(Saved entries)

· · ·

PR #155, opened 2018-03-07
Fixup X11 selection handling

vcaputo:
Failed XSelectionRequestEvent scenarios are being replied to with a different target type than requested.  This confuses requestors so they ignore the response.  XA_CUT_BUFFER0 should also be the cut buffer used for the primary selection.

With these changes I can now paste directly from schism to xterm.  Without them I cannot, with only the first commit to use XA_CUT_BUFFER0 I can sort of paste, but it takes a very long time.


jangler:
Oh yeah, I forgot this was broken. PR works for me!

PR #176, opened 2018-09-20
Set MACOSX_DEPLOYMENT_TARGET to 10.11

### LINKED ISSUE #172: macOS version requirement
The latest build of Schism Tracker for macOS claims to require macOS 10.13 or later. I'm not sure why this is, because in Travis we specify macOS image from `beta-xcode6.1` up to `xcode8` which according to [Travis documentation](https://docs.travis-ci.com/user/reference/osx/#os-x-version) should mean we compile on nothing newer than macOS 10.11.

screen shot 2018-08-16 at 11 10 43

However the case may be, [the solution might be](https://stackoverflow.com/a/39688949/61818) to add the `-mmacosx-version-min=10.11` flag to `gcc` when compiling on macOS. Is this going to cause any problems when compiling on other platforms or will the flag be ignored then?

The strangest thing about this is that I'm unable to reproduce the problem locally. Every build I do of Schism Tracker on my Mac works.

asbjornu:
This PR sets the `MACOSX_DEPLOYMENT_TARGET` environment variable to `10.11` in Travis to hopefully fix #172.

### DIFF
--- a/.travis.yml
+++ b/.travis.yml
@@ -6,6 +6,7 @@ env:
   global:
   - ARTIFACT_FILE="$TRAVIS_BUILD_DIR/build/schismtracker-$TRAVIS_TAG-$TRAVIS_OS_NAME.tar.gz"
   - YEAR=$(date +'%Y')
+  - MACOSX_DEPLOYMENT_TARGET=10.11
 matrix:
   include:
   - os: linux


asbjornu:
@jangler: Awesome. Would it be possible to tag a new release so I can test if this works? 😃

jangler:
Here's one: https://github.com/schismtracker/schismtracker/releases/tag/macosx-deploy-test

asbjornu:
@jangler: Awesome, it works!

jangler:
Thanks for the contributions, as always, in areas where I'd be totally lost otherwise.

asbjornu:
No problem, I’m just scratching my own itches here. :smile:

PR #714, opened 2020-11-23
fix(account): fix conflict when renaming a resource

remyleone:


remyleone:
Blocked by internal ticket AUTH-392

kindermoumoute:
I suggest we close this PR since this behavior is on the SSH key API side. (we can reopen it the day we change the API)

Monitob (approved):

PR #743, opened 2021-01-08
feat(instance): handle non-default case for delete on termination

remyleone:


kindermoumoute:
Closing this in favor of #749

PR #776, opened 2021-02-05
feat(as): add support for apple silicon M1-M

remyleone:


scaleway/helpers_apple_silicon.go
```diff
@@ -0,0 +1,37 @@
...
+import (
+	"time"
+
+	"github.com/hashicorp/terraform-plugin-sdk/v2/helper/schema"
+	applesilicon "github.com/scaleway/scaleway-sdk-go/api/applesilicon/v1alpha1"
+	"github.com/scaleway/scaleway-sdk-go/scw"
+)
+
+const (
+	defaultAppleSiliconServerTimeout = 60 * time.Minute
```
kindermoumoute, line 12: 2 minutes is enough 👍

scaleway/resource_apple_silicon_server.go
```diff
@@ -0,0 +1,178 @@
...
+		},
+		Importer: &schema.ResourceImporter{
+			StateContext: schema.ImportStatePassthroughContext,
+		},
+		SchemaVersion: 0,
+		Schema: map[string]*schema.Schema{
+			"name": {
+				Type:        schema.TypeString,
+				Description: "Name of the server",
+				Optional:    true,
```
kindermoumoute, line 30: Can you allow computed name here? (same way we do for other products)

scaleway/resource_apple_silicon_server.go
```diff
@@ -0,0 +1,178 @@
...
+
+	return resourceScalewayAppleSiliconServerRead(ctx, d, m)
+}
+
+func resourceScalewayAppleSiliconServerDelete(ctx context.Context, d *schema.ResourceData, m interface{}) diag.Diagnostics {
+	asAPI, zone, ID, err := asAPIWithZoneAndID(m, d.Id())
+	if err != nil {
+		return diag.FromErr(err)
+	}
+
```
kindermoumoute, line 167: nit: we could look at the `deletable_at` value from the state and throw an error if it's not deletable.. but it might introduce bugs if the client doesn't have a good clock 🤔

kindermoumoute (changes requested):

scaleway/resource_apple_silicon_server.go
remyleone: Yes I hesitate about this feature because it relies on an accurate clock that could be wrong. I think the safest approach is to code a complete WaitForPossibleDeletion function that would behave like a Wait and try periodically.

remyleone: https://github.com/scaleway/scaleway-sdk-go/issues/722

kindermoumoute (commented):
Can we disable nigtly tests on this?

remyleone:
@kindermoumoute Yes :-) it is currently the case. Nightly tests are enabled per product: https://github.com/scaleway/terraform-provider-scaleway/blob/master/.github/workflows/nightly.yml#L13

kindermoumoute (approved):
LGTM

PR #777, opened 2021-02-05
feat(rdb): add support for settings

remyleone:


scaleway/helpers_rdb.go
```diff
@@ -47,3 +47,25 @@ func flattenRdbInstanceReadReplicas(readReplicas []*rdb.Endpoint) interface{} {
 	}
 	return replicasI
 }
+
+func flattenInstanceSettings(settings []*rdb.InstanceSetting) interface{} {
+	res := map[string]string{}
```
kindermoumoute, line 52: nit

```suggestion
	res := make(map[string]string)
```

kindermoumoute (approved):
LGTM

PR #789, opened 2021-02-26
fix(instance): Fix inconsistant block volume detach

remyleone:


scaleway/resource_instance_volume.go
```diff
@@ -238,18 +238,20 @@ func resourceScalewayInstanceVolumeDelete(ctx context.Context, d *schema.Resourc
 	}
 
 	err = resource.Retry(d.Timeout(schema.TimeoutDelete), func() *resource.RetryError {
-		volumeResp, err := instanceAPI.GetVolume(&instance.GetVolumeRequest{
```
Monitob, line 241: Can you add the new way to [wait](https://github.com/scaleway/terraform-provider-scaleway/blob/master/scaleway/helpers_baremetal.go#L121) with the default timeouts

Monitob (approved):

PR #797, opened 2021-03-17
fix: fix creation requests locality when resource specified locality differs from the provider

remyleone:


scaleway/resource_instance_volume_test.go
```diff
@@ -258,3 +258,42 @@ func testAccCheckScalewayInstanceVolumeDestroy(tt *TestTools) resource.TestCheck
...
+					provider "scaleway" {
+						zone = "fr-par-1"
+						region = "fr-par"
+					}
+
+					resource "scaleway_instance_volume" "extended_disk" {
+						type             = "b_ssd"
+						name             = "test-instance-disk-1"
+						size_in_gb       = 1
+						zone             = "pl-waw-1"
```
jerome-quere, line 281: Are we sure sweeper are run in pl-waw-1 ?

scaleway/resource_apple_silicon_server.go
```diff
@@ -80,11 +80,17 @@ func resourceScalewayAppleSiliconServerCreate(ctx context.Context, d *schema.Res
 	}
 
 	createReq := &applesilicon.CreateServerRequest{
+		Zone:      zone,
 		Name:      expandOrGenerateString(d.Get("name"), "m1"),
 		Type:      d.Get("type").(string),
 		ProjectID: d.Get("project_id").(string),
 	}
 
+	if definedZone, ok := d.GetOk("zone"); ok {
```
jerome-quere, line 89: Stange this is already done in asAPIWithZone and all other functions

jerome-quere (changes requested):

PR #798, opened 2021-03-22
feat(k8s): remove dashboard and ingress fields

Sh4d1:

### DIFF
--- a/docs/data-sources/k8s_cluster.md
+++ b/docs/data-sources/k8s_cluster.md
@@ -64,10 +64,6 @@ In addition to all above arguments, the following attributes are exported:
 
 - `cni` - The Container Network Interface (CNI) for the Kubernetes cluster.
 
-- `enable_dashboard` - True if the [Kubernetes dashboard](https://github.com/kubernetes/dashboard) is enabled for the Kubernetes cluster.
-
-- `ingress` - The [ingress controller](https://kubernetes.io/docs/concepts/services-networking/ingress-controllers/) deployed on the Kubernetes cluster.
-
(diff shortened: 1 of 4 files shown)


remyleone (approved):

TommyTheTribe:
What is the reason for deleting this please ?

Sh4d1:
Hey @TommyTheTribe !
- the dashboard field is now deprecated since you can access it via the Scaleway console without it being deployed on the cluster
- the ingresses will soon be deprecated, and it was easier to remove them from the 2.0 release before, rather than depreciating them after the 2.0 relase was cut. A replacement for the ingresses is on its way, not sure il will be available in Terraform though 🤔 in either case, best way is still to deploy the ingress on your own so you're in full control of the configuration :)

TommyTheTribe:
Ok thanks for response ;)

chinochao:
The dashboard does seems deprecated in the API for Scaleway. 

Is the ingress also getting deprecated from the API? If you guys are not using the addon ingress which does so much more like the ability to deploy LB from Kuberentes then how do you guys accomplish deploying a LB in Scaleway from Kuberentes? I am referring to this. https://www.scaleway.com/en/docs/using-a-load-balancer-to-expose-your-kubernetes-kapsule-ingress-controller-service/

Sh4d1:
@chinochao the ingress is also going to be deprecated soon. There will be a replacement (maybe not available in Terraform though). 
You can either deploy the plain manifest (https://kubernetes.github.io/ingress-nginx/deploy/#scaleway for instance)
Or use Helm on the ingress of your choice :)

PR #816, opened 2021-04-23
feat: only return warnings for non public locality

remyleone:


scaleway/helpers.go
```diff
@@ -275,15 +274,28 @@ func regionSchema() *schema.Schema {
...
+		Description:      "The region you want to attach the resource to",
+		Optional:         true,
+		ForceNew:         true,
+		Computed:         true,
+		ValidateDiagFunc: validateWithWarnings(allRegions, "region"),
+	}
+}
+
+// validateWithWarnings helps to only returns warnings in case we got a non public locality passed
+func validateWithWarnings(correctValues []string, field string) func(i interface{}, path cty.Path) diag.Diagnostics {
```
jerome-quere, line 287: `validateLocality` ?

remyleone: The code is not specific to Locality so it was unclear whether we might need it for something else.

jerome-quere: `validateStringInSliceWithWarning` ?

jerome-quere (changes requested):

jerome-quere (approved):

PR #835, opened 2021-05-17
test(rdb/Volume): Block storage for RDB is in beta only in WaW & AMS

jeansebastienh:


scaleway/resource_rdb_instance_test.go
```diff
@@ -168,6 +168,7 @@ func TestAccScalewayRdbInstance_Volume(t *testing.T) {
 						disable_backup = true
 						user_name = "my_initial_user"
 						password = "thiZ_is_v&ry_s3cret"
+						region= "nl-ams"
```
remyleone, line 171: Why do we need to change it here?

remyleone (approved):

PR #836, opened 2021-05-17
fix(instance/volume): Wait for the volume after resizing it

jeansebastienh:
The test was failing although the volume was properly resized.

The provider was waiting **before** resizing the volume.

```bash
--- PASS: TestAccScalewayInstanceVolume_ResizeBlock (18.26s)                                                           
PASS                                                                                                                   
ok      github.com/scaleway/terraform-provider-scaleway/scaleway        18.271s  
```

### DIFF
--- a/scaleway/resource_instance_volume.go
+++ b/scaleway/resource_instance_volume.go
@@ -171,6 +171,14 @@ func resourceScalewayInstanceVolumeUpdate(ctx context.Context, d *schema.Resourc
 		if oldSize, newSize := d.GetChange("size_in_gb"); oldSize.(int) > newSize.(int) {
 			return diag.FromErr(fmt.Errorf("block volumes cannot be resized down"))
 		}
+		_, err := instanceAPI.WaitForVolume(&instance.WaitForVolumeRequest{
+			VolumeID:      id,
+			Zone:          zone,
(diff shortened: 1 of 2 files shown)


scaleway/resource_instance_volume.go
```diff
@@ -171,15 +171,6 @@ func resourceScalewayInstanceVolumeUpdate(ctx context.Context, d *schema.Resourc
 		if oldSize, newSize := d.GetChange("size_in_gb"); oldSize.(int) > newSize.(int) {
 			return diag.FromErr(fmt.Errorf("block volumes cannot be resized down"))
 		}
-		_, err := instanceAPI.WaitForVolume(&instance.WaitForVolumeRequest{
```
remyleone, line 174: I think we need both. We cannot update if it is not in a stable state

jeansebastienh: Hum, we are in an update context so the volume should be in a stable state. If not the API should reject the call IMO.

remyleone: Maybe another operation coming from the console or the API through the CLI altered the state of the volume. Putting a wait is not a problem, at worst it will do a request, see it is ok and move on.

remyleone (approved):

PR #842, opened 2021-05-20
test(Lb/Backend): Removing unused ip declaration from the first step

jeansebastienh:
In the first step, `scaleway_instance_ip.ip02` is not used so let's remove
it. In fact, cassette is not able to distingish the HTTP calls for
`resource scaleway_instance_ip ip01 {}` and `resource
scaleway_instance_ip ip02 {}` as they are identicals making the
acceptance tests failing


scaleway/resource_lb_backend_test.go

· · ·

## TASK TO COMPLETE
Using the records above, list each line that includes "schismtracker".

## WRITTEN RESPONSE
   - ARTIFACT_FILE="$TRAVIS_BUILD_DIR/build/schismtracker-$TRAVIS_TAG-$TRAVIS_OS_NAME.tar.gz"
Here's one: https://github.com/schismtracker/schismtracker/releases/tag/macosx-deploy-test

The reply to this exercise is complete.